Raphael Koczor

Personal information
- Date of birth: 17 January 1989 (age 37)
- Place of birth: Racibórz, Poland
- Height: 1.94 m (6 ft 4 in)
- Position: Goalkeeper

Team information
- Current team: FC Kray
- Number: 1

Youth career
- 1995–1997: TuS Wengern
- 1997–1998: TuS Esborn
- 1998–2000: Schalke 04
- 2000–2005: VfL Bochum
- 2005–2008: MSV Duisburg

Senior career*
- Years: Team / Apps / (Gls)
- 2008–2010: MSV Duisburg II / 50 / (0)
- 2010–2011: Rot Weiss Ahlen / 5 / (0)
- 2011–2013: Sportfreunde Siegen / 65 / (0)
- 2013–2014: Viktoria Köln / 16 / (0)
- 2014: → Hessen Kassel (loan) / 14 / (0)
- 2014–2019: Carl Zeiss Jena / 112 / (0)
- 2014–2019: Carl Zeiss Jena II / 6 / (0)
- 2019–2021: TSV Steinbach / 29 / (0)
- 2021–2023: Rot-Weiss Essen / 0 / (0)
- 2023–: FC Kray / 78 / (0)

= Raphael Koczor =

Polish footballer

Raphael Koczor (Rafał Koczor; born 17 January 1989) is a Polish footballer who plays as a goalkeeper for FC Kray.

==Career==
Kaczor was born Racibórz and raised in Wetter, Nordrhein-Westfalen.

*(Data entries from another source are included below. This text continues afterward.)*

PR #163, opened 2018-02-22
merge mockchain to mock

mnecas:
This PR is created to merge mockain.py to mock.py

### DIFF
--- a/mock/py/mock.py
+++ b/mock/py/mock.py
@@ -557,7 +557,7 @@ def unshare_namespace(config_opts):
 
 
 @traceLog()
-def main(rpms=None, resultdir=None):
+def main():
     "Main executable entry point."
 
     # initial sanity check for correct invocation method
@@ -582,11 +582,6 @@ def main(rpms=None, resultdir=None):
     (options, args) = command_parse()
     if options.printrootpath or options.list_snapshots:
         options.verbose = 0
-
-    if rpms:
-        args = rpms
-    if resultdir:
-        options.resultdir = resultdir
 
     # config path -- can be overridden on cmdline
     config_path = MOCKCONFDIR
--- a/mock/py/mock.py
+++ b/mock/py/mock.py
@@ -27,6 +27,7 @@ from __future__ import print_function
 usage:
        mock [options] {--init|--clean|--scrub=[all,chroot,cache,root-cache,c-cache,yum-cache,dnf-cache,lvm,overlayfs]}
        mock [options] [--rebuild] /path/to/srpm(s)
+       mock [options] [--chain] /path/to/srpm(s)
        mock [options] --buildsrpm {--spec /path/to/spec --sources /path/to/src|
        --scm-enable [--scm-option key=value]}
        mock [options] {--shell|--chroot} <cmd>
@@ -117,6 +118,9 @@ def command_parse():
     parser.add_option("--rebuild", action="store_const", const="rebuild",
                       dest="mode", default='__default__',
                       help="rebuild the specified SRPM(s)")
+    parser.add_option("--chain", action="store_const", const="chain",
+                      dest="mode",
+                      help="build multiple RPMs in chain loop")
     parser.add_option("--buildsrpm", action="store_const", const="buildsrpm",
                       dest="mode",
                       help="Build a SRPM from spec (--spec ...) and sources"
@@ -199,9 +203,6 @@ def command_parse():
                       dest="mode", help="Mount the buildroot if it's "
                                         "mounted from separate device (LVM/overlayfs)")
     # chain
-    parser.add_option("--chain", action="store_true", dest="chain",
-                      default=False,
-                      help="if you want put multiple RPMs")
     parser.add_option('--localrepo', default=None,
                       help="local path for the local repo, defaults to making its own")
     parser.add_option('-c', '--continue', default=False, action='store_true',
--- a/mock/py/mock.py
+++ b/mock/py/mock.py
@@ -220,9 +220,6 @@ def command_parse():
                       help="log to the file named by this option, defaults to not logging")
     parser.add_option('--tmp_prefix', default=None, dest='tmp_prefix',
                       help="tmp dir prefix - will default to username-pid if not specified")
-    parser.add_option('-m', '--mock-option', default=[], action='append',
-                      dest='mock_option',
-                      help="option to pass directly to mock")
     # options
     parser.add_option("-r", "--root", action="store", type="string", dest="chroot",
                       help="chroot config file name or path. Taken as a path if it ends "
--- a/mock/py/mock.py
+++ b/mock/py/mock.py
@@ -46,16 +46,22 @@ import logging
 import logging.config
 # pylint: disable=deprecated-module
 from optparse import OptionParser
+
+from pprint import pformat
 import os
 import os.path
 import pwd
-import shlex
 import shutil
 import sys
 import time
+import cgi
+import tempfile
+import requests
 
-from pprint import pformat
+# pylint: disable=import-error
+from six.moves.urllib_parse import urlsplit
 from six.moves import configparser
+from mockbuild import util
 
 
 # all of the variables below are substituted by the build system
@@ -76,7 +82,7 @@ log = logging.getLogger()
 
 # our imports
 # pylint: disable=wrong-import-position
-from mockbuild import util
+
 import mockbuild.backend
 from mockbuild.backend import Commands
 from mockbuild.buildroot import Buildroot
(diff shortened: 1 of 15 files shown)


mock/py/mock.py
```diff
@@ -619,9 +647,231 @@ def unshare_namespace(config_opts):
             else:
                 sys.exit(e.resultcode)
 
+@traceLog()
+def chain():
+    mockconfig_path = '/etc/mock'
```
xsuchy: you can use MOCKCONFDIR variable here.

mock/py/mock.py
```diff
@@ -619,9 +647,231 @@ def unshare_namespace(config_opts):
...
+
+    def createrepo(path):
+        if os.path.exists(path + '/repodata/repomd.xml'):
+            comm = ['/usr/bin/createrepo_c', '--update', path]
+        else:
+            comm = ['/usr/bin/createrepo_c', path]
```
xsuchy: This would be nice to merge with config_opts["createrepo_command"] and post_build()

mock/py/mock.py
```diff
@@ -619,9 +647,231 @@ def unshare_namespace(config_opts):
...
+            with open(destfile, 'w') as br_dest:
+                for k, v in list(config_opts.items()):
+                    br_dest.write("config_opts[%r] = %r\n" % (k, v))
+            return True, ''
+        except (IOError, OSError):
+            return False, "Could not write mock config to %s" % destfile
+
+        return True, ''
+
+    def log(lf, msg):
```
xsuchy: Hmm maybe replace this with logOutput() from util.py?

mock/py/mock.py
```diff
@@ -619,9 +647,231 @@ def unshare_namespace(config_opts):
...
+                            for chunk in r.iter_content(4096):
+                                fd.write(chunk)
+                except Exception as e:
+                    log(opts.logfile, 'Error Downloading %s: %s' % (url, str(e)))
+                    failed.append(url)
+                    continue
+                else:
+                    downloaded_pkgs[pkg] = url
+            log(opts.logfile, "Start build: %s" % pkg)
+            main([pkg])
```
xsuchy: This can be done better. :)

mock/py/mock.py
```diff
@@ -619,9 +647,231 @@ def unshare_namespace(config_opts):
...
+            log(opts.logfile, "Packages successfully built in this order:")
+        for pkg in built_pkgs:
+            log(opts.logfile, pkg)
+    return return_code
+
+
 
 @traceLog()
-def main():
+def main(rpm=None):
```
xsuchy: I would prefer rpms as accept list.

mock/py/mock.py
```diff
@@ -644,7 +894,8 @@ def main():
         uidManager.dropPrivsTemp()
 
     (options, args) = command_parse()
-
+    if rpm is not None:
+        args=rpm
```
xsuchy: Originall in args can be only one rpm. You need to run `run_command(options, args, config_opts, commands, buildroot, state)` in a loop.

mock/tests/testenvironment
```diff
@@ -14,7 +14,7 @@ outdir=${TOPDIR}/mock-unit-test
 cfgdir=${TOPDIR}/../mock-core-configs/etc/mock
 #MOCKCMD="sudo ./py/mock.py $VERBOSE --resultdir=$outdir --uniqueext=$uniqueext --configdir=$cfgdir -r $testConfig --plugin-option=root_cache:age_check=False $MOCK_EXTRA_ARGS"
 MOCKCMD="mock $VERBOSE --resultdir=$outdir --uniqueext=$uniqueext --configdir=$cfgdir -r $testConfig $MOCK_EXTRA_ARGS"
-MOCKCHAIN="mockchain -r $testConfig"
+MOCKCHAIN="mock -r $testConfig"
```
Conan-Kudo: Wouldn't you need `--chain` here?

ocasek: I don't need it, because when you put more than one rpm it will automatically call chain functionality and every test about mockchain uses more than one rpm.

xsuchy:
Please run:
```
pylint-3 py/mockbuild/ py/*.py py/mockbuild/plugins/*
```
There are a few warining and error, which were not previously presented.

xsuchy:
Hmmm, this:
```
mock --chain tests/*src.rpm
```
does not work for me. :(

ocasek:
Yeah I have also this problem, when I compile mock.
No such option: --chain. Don't now right now where is the problem.

xsuchy:
That is not a problem. Build and install mock with: `tito build --test --rpm -i` and then try the command above. `--chain` is recognized, but the processing stops after A.src.rpm with some failure on B.src.rpm.

ocasek:
Now it should be working, but I don't like my solution some idea?

xsuchy:
I like it. It is pretty good. Only thing I dislike is catching too broad type Exception. It can be anything. And in case it is IOError, it will actually does not help to try to rebuild. It would be nice if you can catch only e.g., mockbuild.exception.BuildError or some limited list of exceptions.

xsuchy:
`mock --chain test-C-1.1-0.src.rpm test-B-1.1-0.src.rpm test-A-1.1-0.src.rpm` This should succeed (at the end), but your code goes only through first loop and then end. And in the result dir is not even binary test-C.rpm which succeed in first loop.

xsuchy:
I am getting:

```
Start: chroot init
INFO: calling preinit hooks
INFO: enabled root cache
INFO: skipping root_cache aging check
Start: unpacking root cache
Finish: unpacking root cache
INFO: enabled dnf cache
Start: cleaning dnf metadata
Finish: cleaning dnf metadata
INFO: enabled HW Info plugin
Mock Version: 1.4.9
INFO: Mock Version: 1.4.9
Start: dnf install
Config error: Parsing file failed: Source contains parsing errors: 'file:///var/lib/mock/fedora-27-x86_64-msuchy-8951/root/etc/dnf/dnf.conf'
        [line 66]:                 name=file:///var/tmp/mock-chain-msuchy-8951-es3viqii/results/default

        [line 67]:                 baseurl=file:///var/tmp/mock-chain-msuchy-8951-es3viqii/results/default

        [line 68]:                 enabled=1

        [line 69]:                 skip_if_unavailable=1

        [line 70]:                 metadata_expire=0

        [line 71]:                 cost=1

        [line 72]:                 best=1

```

Please try `tito build --test --rpm -i` and then `mock tests/test-C-1.1-0.src.rpm tests/test-B-1.1-0.src.rpm tests/test-A-1.1-0.src.rpm`

ocasek:
I have added to calling just my confg "-r /etc/mock/fedora-27-x86_64.cfg" and its working right don't know where is problem but I'll look on it.

xsuchy:
rebased

xsuchy:
Rebased. And squashed to one commit. I fixed several issues, but it still does not work as expected. Therefore not ready for merge.

sergiomb2:
Join to this issue since https://github.com/rpm-software-management/mock/pull/155 was closing in favour of this

sergiomb2:
Hi, I'm a little late for the party and also haven't much time but finally some days ago I could picture what I'd like to do. The logic is the logic of search and replace , search for include and replace it the text of file, just after we evaluate the code ... 

3 commits here [1] the main one is [2] 

[1]
https://github.com/sergiomb2/mock/commits/simplify_include
[2]
https://github.com/sergiomb2/mock/commit/5653ab65f1f00ec5452e1564f9e7503973d27a88

xsuchy:
@sergiomb2 I really do not want to continue with special keywords and special handling. We can now use Jinja2 in configs. So you can use Jinja2 include http://jinja.pocoo.org/docs/2.10/templates/#include

xsuchy:
The current state is stat `11-mockchain-success.tst` is passing. 

But partial builds returns the incorrect exit code and if packages are in the wrong order, then chain will not try the next loop. I will continue on this one.

xsuchy:
OK. It should work now. I will let it sit here for some time for anyone willing to test/comment and then I will merge it.

Changes:
* when only some build were successfully built, mockchain previously returned exit code 2. This code is used in mock for something else, so mock return in this situation exit code 4.
* Some wording has been changed, e.g. "pkgs" changed to "packages".
* When some packages has been skipped, mock now print the summary which ones have been skipped.
* The files "success" and "fail" in result_dir had previously content "done" and "undone". Now, they are empty.

sergiomb2:
Hi ,

> @sergiomb2 I really do not want to continue with special keywords and special handling. We can now use Jinja2 in configs. So you can use Jinja2 include http://jinja.pocoo.org/docs/2.10/templates/#include

I need more information about this please, where or when we use the new (I guess) Jinja2 in config ? 
we need fix fedora-review to work with include [1] .

[1]  https://pagure.io/FedoraReview/issue/359

xsuchy:
@sergiomb2 https://github.com/rpm-software-management/mock/wiki/Release-Notes-1.4.14#mock-new-features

The former striker played in the youth side for TuS Wengern, TuS Esborn, FC Schalke 04 and VfL Bochum. After two years and 50 games for the reserve team of MSV Duisburg signed on 30 May 2010 a contract for Rot Weiss Ahlen. In 2011, Koczor signed for Sportfreunde Siegen.

On 15 June 2019 TSV Steinbach Haiger announced, that they had signed Kaczor on a 2-year contract.